◆ What the exercise asks ◆
For each line in the records that contains "Getting", make a copy.

◆ Materials provided ◆
____________________
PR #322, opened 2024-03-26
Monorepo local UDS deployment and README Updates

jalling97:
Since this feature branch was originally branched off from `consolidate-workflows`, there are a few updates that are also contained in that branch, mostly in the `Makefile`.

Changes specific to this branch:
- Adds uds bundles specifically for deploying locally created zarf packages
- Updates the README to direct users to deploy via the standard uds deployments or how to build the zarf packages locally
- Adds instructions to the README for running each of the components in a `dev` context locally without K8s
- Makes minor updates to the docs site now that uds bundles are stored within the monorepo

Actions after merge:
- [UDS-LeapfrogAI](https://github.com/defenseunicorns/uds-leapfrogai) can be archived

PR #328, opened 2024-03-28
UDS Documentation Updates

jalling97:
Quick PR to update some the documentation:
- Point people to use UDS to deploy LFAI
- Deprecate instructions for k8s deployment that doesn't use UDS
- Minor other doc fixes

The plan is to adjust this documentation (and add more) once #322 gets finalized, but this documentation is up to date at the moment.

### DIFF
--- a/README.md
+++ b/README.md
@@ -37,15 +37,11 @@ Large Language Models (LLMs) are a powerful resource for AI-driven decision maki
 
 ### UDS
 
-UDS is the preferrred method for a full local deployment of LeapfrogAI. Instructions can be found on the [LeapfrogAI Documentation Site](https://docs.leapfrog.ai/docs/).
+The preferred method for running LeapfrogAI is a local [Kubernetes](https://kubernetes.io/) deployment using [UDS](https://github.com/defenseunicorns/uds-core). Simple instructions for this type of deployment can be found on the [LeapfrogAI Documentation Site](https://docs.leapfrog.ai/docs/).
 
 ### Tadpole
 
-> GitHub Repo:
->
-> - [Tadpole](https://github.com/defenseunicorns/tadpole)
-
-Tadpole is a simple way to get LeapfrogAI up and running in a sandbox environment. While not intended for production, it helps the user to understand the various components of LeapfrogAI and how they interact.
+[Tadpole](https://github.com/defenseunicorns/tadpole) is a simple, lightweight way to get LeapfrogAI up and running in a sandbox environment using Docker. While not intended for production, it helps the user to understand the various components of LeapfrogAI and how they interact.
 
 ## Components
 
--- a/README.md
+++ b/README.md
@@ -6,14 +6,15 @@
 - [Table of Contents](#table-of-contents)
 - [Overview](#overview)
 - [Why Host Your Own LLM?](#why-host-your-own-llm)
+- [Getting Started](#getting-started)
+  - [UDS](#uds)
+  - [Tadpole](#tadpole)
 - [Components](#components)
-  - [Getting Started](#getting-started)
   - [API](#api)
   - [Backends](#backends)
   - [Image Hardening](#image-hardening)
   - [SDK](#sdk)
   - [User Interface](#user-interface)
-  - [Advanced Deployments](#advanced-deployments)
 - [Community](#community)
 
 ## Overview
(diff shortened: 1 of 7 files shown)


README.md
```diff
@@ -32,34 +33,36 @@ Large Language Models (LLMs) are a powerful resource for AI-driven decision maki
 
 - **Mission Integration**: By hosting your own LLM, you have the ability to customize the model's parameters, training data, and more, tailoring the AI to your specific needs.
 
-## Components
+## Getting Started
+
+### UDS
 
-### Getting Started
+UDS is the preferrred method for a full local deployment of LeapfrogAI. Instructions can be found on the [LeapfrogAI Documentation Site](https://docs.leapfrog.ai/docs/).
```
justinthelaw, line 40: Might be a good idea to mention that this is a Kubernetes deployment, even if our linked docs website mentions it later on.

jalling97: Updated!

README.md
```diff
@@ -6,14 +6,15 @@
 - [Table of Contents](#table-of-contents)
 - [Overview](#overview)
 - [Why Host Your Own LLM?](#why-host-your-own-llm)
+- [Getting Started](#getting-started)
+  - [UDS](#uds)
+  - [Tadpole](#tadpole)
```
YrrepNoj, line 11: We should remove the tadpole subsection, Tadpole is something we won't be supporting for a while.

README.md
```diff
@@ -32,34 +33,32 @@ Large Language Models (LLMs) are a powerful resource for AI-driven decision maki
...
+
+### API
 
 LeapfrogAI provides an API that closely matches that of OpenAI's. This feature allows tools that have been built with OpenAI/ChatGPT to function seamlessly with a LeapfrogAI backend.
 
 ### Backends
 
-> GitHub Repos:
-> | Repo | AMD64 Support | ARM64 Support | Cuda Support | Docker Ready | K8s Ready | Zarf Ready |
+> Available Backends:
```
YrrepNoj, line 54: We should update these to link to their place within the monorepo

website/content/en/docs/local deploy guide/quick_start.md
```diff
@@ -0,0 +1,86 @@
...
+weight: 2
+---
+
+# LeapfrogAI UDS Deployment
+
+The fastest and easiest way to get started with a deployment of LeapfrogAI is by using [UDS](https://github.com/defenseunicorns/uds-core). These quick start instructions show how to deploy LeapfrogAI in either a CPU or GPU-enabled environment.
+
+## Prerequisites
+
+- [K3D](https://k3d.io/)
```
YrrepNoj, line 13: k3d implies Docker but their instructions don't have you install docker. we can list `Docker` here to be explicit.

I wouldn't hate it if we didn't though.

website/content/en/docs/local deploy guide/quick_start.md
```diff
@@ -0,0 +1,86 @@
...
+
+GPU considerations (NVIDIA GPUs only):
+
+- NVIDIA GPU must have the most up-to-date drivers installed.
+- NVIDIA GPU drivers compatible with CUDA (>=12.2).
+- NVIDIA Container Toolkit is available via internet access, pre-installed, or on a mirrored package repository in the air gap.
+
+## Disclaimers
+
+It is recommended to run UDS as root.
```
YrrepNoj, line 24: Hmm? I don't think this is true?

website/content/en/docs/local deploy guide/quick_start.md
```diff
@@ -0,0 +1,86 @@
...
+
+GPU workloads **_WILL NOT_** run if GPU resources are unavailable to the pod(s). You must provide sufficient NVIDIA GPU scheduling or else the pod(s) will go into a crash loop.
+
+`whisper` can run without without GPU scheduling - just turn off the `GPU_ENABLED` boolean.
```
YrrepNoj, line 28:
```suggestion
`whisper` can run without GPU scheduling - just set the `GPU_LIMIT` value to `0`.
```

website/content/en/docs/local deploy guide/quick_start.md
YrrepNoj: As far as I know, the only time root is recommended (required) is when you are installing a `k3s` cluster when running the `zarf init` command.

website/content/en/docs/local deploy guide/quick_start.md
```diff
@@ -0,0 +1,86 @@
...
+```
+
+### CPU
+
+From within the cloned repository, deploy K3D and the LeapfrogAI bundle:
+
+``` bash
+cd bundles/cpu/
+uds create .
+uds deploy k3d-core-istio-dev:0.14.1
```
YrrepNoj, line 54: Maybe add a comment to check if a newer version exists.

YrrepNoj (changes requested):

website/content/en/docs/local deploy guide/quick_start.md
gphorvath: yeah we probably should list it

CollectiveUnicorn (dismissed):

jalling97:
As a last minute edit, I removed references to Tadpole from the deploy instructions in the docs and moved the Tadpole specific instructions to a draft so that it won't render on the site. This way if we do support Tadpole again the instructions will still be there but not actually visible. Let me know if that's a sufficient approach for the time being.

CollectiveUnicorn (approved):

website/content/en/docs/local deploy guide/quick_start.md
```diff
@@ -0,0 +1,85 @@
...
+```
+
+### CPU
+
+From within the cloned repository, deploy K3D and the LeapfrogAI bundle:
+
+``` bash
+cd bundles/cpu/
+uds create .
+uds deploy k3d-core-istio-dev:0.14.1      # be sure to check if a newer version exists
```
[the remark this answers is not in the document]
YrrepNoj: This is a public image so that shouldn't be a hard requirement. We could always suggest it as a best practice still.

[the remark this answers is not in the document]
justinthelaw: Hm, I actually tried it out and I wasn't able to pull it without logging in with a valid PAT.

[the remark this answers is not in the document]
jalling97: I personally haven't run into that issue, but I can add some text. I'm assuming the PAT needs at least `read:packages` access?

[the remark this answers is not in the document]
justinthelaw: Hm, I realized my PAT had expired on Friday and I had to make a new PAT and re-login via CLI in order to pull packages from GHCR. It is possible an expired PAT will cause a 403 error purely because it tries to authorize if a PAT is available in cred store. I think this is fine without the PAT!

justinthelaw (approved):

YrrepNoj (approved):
____________________
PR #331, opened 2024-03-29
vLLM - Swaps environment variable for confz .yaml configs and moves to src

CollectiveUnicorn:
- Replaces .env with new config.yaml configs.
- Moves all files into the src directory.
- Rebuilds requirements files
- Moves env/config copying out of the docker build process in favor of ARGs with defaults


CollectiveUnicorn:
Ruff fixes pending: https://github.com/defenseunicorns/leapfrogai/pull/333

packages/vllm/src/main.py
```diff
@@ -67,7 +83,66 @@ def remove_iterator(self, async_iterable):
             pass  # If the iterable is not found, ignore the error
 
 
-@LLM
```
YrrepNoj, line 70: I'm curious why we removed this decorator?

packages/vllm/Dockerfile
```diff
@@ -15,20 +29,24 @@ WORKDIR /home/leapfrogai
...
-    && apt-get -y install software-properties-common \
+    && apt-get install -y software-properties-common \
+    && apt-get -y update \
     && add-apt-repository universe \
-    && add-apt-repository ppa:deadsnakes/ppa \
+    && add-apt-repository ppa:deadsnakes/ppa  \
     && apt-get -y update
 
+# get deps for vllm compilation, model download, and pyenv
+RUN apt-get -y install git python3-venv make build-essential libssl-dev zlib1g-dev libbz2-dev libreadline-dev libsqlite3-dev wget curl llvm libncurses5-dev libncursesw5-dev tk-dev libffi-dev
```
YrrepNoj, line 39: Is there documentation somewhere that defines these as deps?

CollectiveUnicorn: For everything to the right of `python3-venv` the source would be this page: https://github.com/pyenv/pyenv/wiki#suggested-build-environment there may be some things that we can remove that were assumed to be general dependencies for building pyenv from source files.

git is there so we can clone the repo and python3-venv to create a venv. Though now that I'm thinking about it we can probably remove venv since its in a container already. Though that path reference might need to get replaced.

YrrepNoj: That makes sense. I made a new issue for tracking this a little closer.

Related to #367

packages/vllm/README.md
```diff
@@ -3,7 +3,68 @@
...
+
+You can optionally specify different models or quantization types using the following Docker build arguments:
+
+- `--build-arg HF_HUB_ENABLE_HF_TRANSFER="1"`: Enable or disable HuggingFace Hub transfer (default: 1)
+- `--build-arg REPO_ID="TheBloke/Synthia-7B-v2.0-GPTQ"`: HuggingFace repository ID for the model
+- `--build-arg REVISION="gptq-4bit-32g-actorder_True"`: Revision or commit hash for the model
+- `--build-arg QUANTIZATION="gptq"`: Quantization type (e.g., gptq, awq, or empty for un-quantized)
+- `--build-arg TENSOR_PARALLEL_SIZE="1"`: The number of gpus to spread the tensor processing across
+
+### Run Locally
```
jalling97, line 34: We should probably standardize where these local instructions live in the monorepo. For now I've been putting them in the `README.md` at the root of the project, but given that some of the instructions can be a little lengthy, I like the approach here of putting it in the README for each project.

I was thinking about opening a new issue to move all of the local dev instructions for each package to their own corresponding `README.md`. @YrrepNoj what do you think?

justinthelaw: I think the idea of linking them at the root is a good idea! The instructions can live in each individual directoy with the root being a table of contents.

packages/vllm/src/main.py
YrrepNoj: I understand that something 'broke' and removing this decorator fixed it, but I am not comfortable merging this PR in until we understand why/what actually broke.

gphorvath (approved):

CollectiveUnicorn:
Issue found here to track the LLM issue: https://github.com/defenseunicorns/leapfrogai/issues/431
____________________
◆ Result ◆
+- [Getting Started](#getting-started)
-  - [Getting Started](#getting-started)
+## Getting Started
-### Getting Started
+- [Getting Started](#getting-started)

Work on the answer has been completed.